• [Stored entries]

________________________________________

Issue #221, opened 2025-04-26
`error: slice base-passwd_data: invalid content path: /usr/share/base-passwd/group.master`


polarathene:
```console
$ chisel cut --release ubuntu-24.04 --root / base-passwd_data
25.34 error: slice base-passwd_data: invalid content path: /usr/share/base-passwd/group.master
```

https://github.com/canonical/chisel-releases/blob/fb99e66e3127c73b40e4269f475d292e119414e2/slices/base-passwd.yaml#L11

```Dockerfile
FROM alpine AS get-chisel
ARG CHISEL_VERSION=1.1.0
ARG TARGETARCH
ARG CHISEL_RELEASE="https://github.com/canonical/chisel/releases/download/v${CHISEL_VERSION}/chisel_v${CHISEL_VERSION}_linux_${TARGETARCH}.tar.gz"
# NOTE: `--no-same-owner` used as `chisel` release has ownership of `1001:128`
RUN wget -qO - "${CHISEL_RELEASE}" | tar -xz --no-same-owner -C /usr/local/bin chisel


FROM scratch AS chisel
# Copy over chisel binary and it's external dependency to `ca-certificates.crt`:
COPY --link --from=get-chisel /etc/ssl/certs/ca-certificates.crt /etc/ssl/certs/ca-certificates.crt
COPY --link --from=get-chisel /usr/local/bin/chisel /usr/local/bin/chisel
# Provision bash and make it the default shell for `RUN`:
RUN   [ "/usr/local/bin/chisel", "cut", "--release", "ubuntu-24.04", "--root", "/", "base-files_base", "bash_bins" ]
SHELL [ "/bin/bash", "-c" ]
# This fails:
RUN chisel cut --release ubuntu-24.04 --root / base-passwd_data
```

If the last line is replaced with the following, it would work:

```Dockerfile
WORKDIR /root-fs
RUN chisel cut --release ubuntu-24.04 --root /root-fs base-passwd_data
```

I'm not sure if other slices would be similarly affected by this failure for `--root /`, it is unclear why the slice only fails with `--root /`? It doesn't seem to be about any conflict with existing directories AFAIK, I have run `chisel` from a different path than `/usr/local/bin/chisel` (_such as `/chisel` instead_) but it still fails with this error.

**NOTE:** This same error for the affected slice was [reported in June 2022](https://github.com/canonical/chisel/issues/8) but was related to a relative `--root` (_using `--root ./` or `--root .` for relative path does not help however_).

[...]

PR #224, opened 2025-05-02
fix: script errors when root is /

letFunny:

Solves #221.

In the future we might want to have more extensive testing when setting the root to be "/" but the setup per test is complex as we would be polluting the system running the test itself (`chroot` with overlays might be an option). The complexity here would only make sense if justified with more of these bugs.

-----

### DIFF
--- a/internal/scripts/scripts.go
+++ b/internal/scripts/scripts.go
@@ -119,7 +119,7 @@ func (c *ContentValue) RealPath(path string, what Check) (string, error) {
 		}
 	}
 	rpath := filepath.Join(c.RootDir, path)
-	slashRoot := c.RootDir
+	slashRoot := filepath.Clean(c.RootDir)
 	if slashRoot != string(filepath.Separator) {
 		slashRoot += string(filepath.Separator)
 	}
--- a/internal/scripts/scripts.go
+++ b/internal/scripts/scripts.go
@@ -118,24 +118,17 @@ func (c *ContentValue) RealPath(path string, what Check) (string, error) {
 			return "", err
 		}
 	}
-	rpath := filepath.Join(c.RootDir, path)
-	slashRoot := filepath.Clean(c.RootDir)
-	if slashRoot != string(filepath.Separator) {
-		slashRoot += string(filepath.Separator)
-	}
-	if !filepath.IsAbs(rpath) || rpath != c.RootDir && !strings.HasPrefix(rpath, slashRoot) {
+	rpath := filepath.Join(c.RootDir, cpath)
+	if !filepath.IsAbs(rpath) {
 		return "", fmt.Errorf("invalid content path: %s", path)
 	}
 	if lname, err := os.Readlink(rpath); err == nil {
-		lpath := filepath.Join(filepath.Dir(rpath), lname)
+		lpath := filepath.Join(filepath.Dir(rpath), filepath.Clean(lname))
 		lrel, err := filepath.Rel(c.RootDir, lpath)
-		if err != nil || !filepath.IsAbs(lpath) || lpath != c.RootDir && !strings.HasPrefix(lpath, slashRoot) {
+		if err != nil || !filepath.IsAbs(lpath) {
 			return "", fmt.Errorf("invalid content symlink: %s", path)
 		}
-		_, err = c.RealPath("/"+lrel, what)
-		if err != nil {
-			return "", err
-		}
+		return c.RealPath("/"+lrel, what)
 	}
 	return rpath, nil
 }
--- a/internal/scripts/scripts.go
+++ b/internal/scripts/scripts.go
@@ -119,13 +119,17 @@ func (c *ContentValue) RealPath(path string, what Check) (string, error) {
 		}
 	}
 	rpath := filepath.Join(c.RootDir, path)
-	if !filepath.IsAbs(rpath) || rpath != c.RootDir && !strings.HasPrefix(rpath, c.RootDir+string(filepath.Separator)) {
+	slashRoot := c.RootDir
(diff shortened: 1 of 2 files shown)


internal/scripts/scripts.go
```diff
@@ -119,13 +119,17 @@ func (c *ContentValue) RealPath(path string, what Check) (string, error) {
 		}
 	}
 	rpath := filepath.Join(c.RootDir, path)
-	if !filepath.IsAbs(rpath) || rpath != c.RootDir && !strings.HasPrefix(rpath, c.RootDir+string(filepath.Separator)) {
+	slashRoot := c.RootDir
+	if slashRoot != string(filepath.Separator) {
+		slashRoot += string(filepath.Separator)
```
niemeyer: If RootDir is, for example, "/foo/bar/", won't this add an extra slash blindly?  In which case we'd have the same bug, but for non-root cases?

Also, this is using string(filepath.Separator), when everything else above is using "/".  This is ContentValue type, receiving strings from scriptlets, so these strings aren't supposed to be portable.

Also² :), I don't understand the logic that is being used here, to be honest. We seem to have comprehensive logic right above that ensures _path_ is absolute, cleaning it up properly and storing in _cpath._ Then, we validate we really want _cpath_ by running it through the checkers... finally, _we drop it,_ and merge the _original path_ with RootDir, and then play games with that variable to make sure it's actually inside RootDir?  No... with a _second_ RootDir, that has a slash.  Feels surprisingly convoluted when we literally have just done all of those checks for the path, and we are the ones joining it.

niemeyer (changes requested):

internal/scripts/scripts.go
letFunny: > If RootDir is, for example, "/foo/bar/", won't this add an extra slash blindly? In which case we'd have the same bug, but for non-root cases?

We can assume that the root directory has been cleaned by `filepath.Clean`. We could enforce it by cleaning the directory again which IMO is better for correctness.

> Also, this is using string(filepath.Separator), when everything else above is using "/". This is ContentValue type, receiving strings from scriptlets, so these strings aren't supposed to be portable.

That is true and I thought about removing it because we are only being generic in this module while the rest of the code uses `/` directly. However, I wanted to not do that as part of this bug fix and instead respect consistency with the module.

> Also² :), I don't understand the logic that is being used here, to be honest. We seem to have comprehensive logic right above that ensures path is absolute, cleaning it up properly and storing in cpath. Then, we validate we really want cpath by running it through the checkers... finally, we drop it, and merge the original path with RootDir, and then play games with that variable to make sure it's actually inside RootDir? No... with a second RootDir, that has a slash. Feels surprisingly convoluted when we literally have just done all of those checks for the path, and we are the ones joining it.

Maybe I am missing something but I see that the original code does the following:
1. Check if path and c.RootDir are absolute which doesn't actually check that they cannot be used to escape the target directory. Example: `fmt.Println(filepath.IsAbs("/foo/../bar")) // prints true`.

________________________________________

Where a line above holds the word "else", copy it.

• [Solution to this problem]
Also, this is using string(filepath.Separator), when everything else above is using "/".  This is ContentValue type, receiving strings from scriptlets, so these strings aren't supposed to be portable.
> Also, this is using string(filepath.Separator), when everything else above is using "/". This is ContentValue type, receiving strings from scriptlets, so these strings aren't supposed to be portable.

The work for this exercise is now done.